Segment Start: Task data

PR #8080, opened 2021-05-12
Adds admin verb to hopefully fix database connection failures

Atermonera:
Will be tested live on the server if/when the issue happens again and someone remembers to test this.
Has lots of output to try and determine what actually goes wrong with it.

> `view-global-variables`
> > Select `dbcon`
> > > Call Proc `Disconnect`, no parameters
>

Segment End: Task data

Task prompt:
Only the lines from the one containing "Adds admin verb" through the final line of the data belong in the answer, repeated exactly.

Exercise result:
Adds admin verb to hopefully fix database connection failures

Atermonera:
Will be tested live on the server if/when the issue happens again and someone remembers to test this.
Has lots of output to try and determine what actually goes wrong with it.

> `view-global-variables`
> > Select `dbcon`
> > > Call Proc `Disconnect`, no parameters
>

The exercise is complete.